# 90 gal cube



## chillplants (Jul 14, 2008)

I picked up a new tank today. 90(ish) gal cube. 30x30x25


It's a drilled tank and I'm debating a shallow lazy river along the front or just use as drainage for the false bottom. The background will be cork bark on 2 sides. Hardscape is yet to be determined. I've got a big box of wood on the way and will decide how best to use it once it arrives.


----------



## Citizen (Apr 27, 2015)

That the the exact tank I want to do my next build in...looking forward to seeing your progress.

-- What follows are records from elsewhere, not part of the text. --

PR #168, opened 2022-04-25
Exclude unset fields

dima-dmytruk23:
Original discussion: https://github.com/graphql-python/graphene-pydantic/pull/75

I use `graphene` and `graphene-pydantic` libraries.
Code example:
https://gist.github.com/dima-dmytruk23/aaeba0fbc7a539c1f8bf3d0914fce580

> The client does not pass the name field, but it is still present in the `mutation` as `None`. Input query turns into a `UserUpdateInput`, which is when the default values are filled in to the dictionary. So then when your code passes the dictionary in to build the `UserUpdate`, it sets all the fields -- so `exclude_unset` doesn't exclude anything, since all the fields were in fact set.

Personally I would like to figure out a way to do a less than lazy river...I am not sure how to keep that much current going though. And really, a long tank would be better for the river/stream devoted tank that I have in mind.


----------



## Ohyoufancy (Aug 6, 2012)

a small river would be really nice if you slope the substrate to the front and put a pump with a ball valve on it to control speed of river would be great. Look forward to seeing what you do, either way should look great.


----------



## Wusserton (Feb 21, 2014)

That would be a great island tank!


Sent from my iPad using Tapatalk


----------



## chillplants (Jul 14, 2008)

I finally had time to get the tank cleaned up and in the house yesterday. I made a quick platform just to start trying out some wood placement. My original plan was to have a small lazy river, but unless I have either a steep embankment or give up more land space, I'm not sure how to make it work and have it look real good. Ditching that idea for now, I threw a few pieces of wood in the bottom and I really like the look of a lower/upper level.


----------



## kromar (Jun 6, 2015)

Really like the layout in the first picture, and also dig the idea of the 2 floors (if thats what you are doing). Cant wait to see the progress you are making


----------



## Wusserton (Feb 21, 2014)

You doing a plaudarium? If so what if any waterfall/filtration are you planning?


----------



## chillplants (Jul 14, 2008)

I'm moving forward without the water feature. Today, I installed the humidifier and put up the wall separating the two levels. The idea was to make it taller than the upper portion to create a bowl to hold the ABG in place.


From the front


----------



## chillplants (Jul 14, 2008)

Quick shot - dry fit the cork background, make sure I have the pieces I want. I had to break up some large, really great chunks of cork, but nothing would lay flat and took up too much room if left alone. I'm going to use black spray foam to hold everything in place.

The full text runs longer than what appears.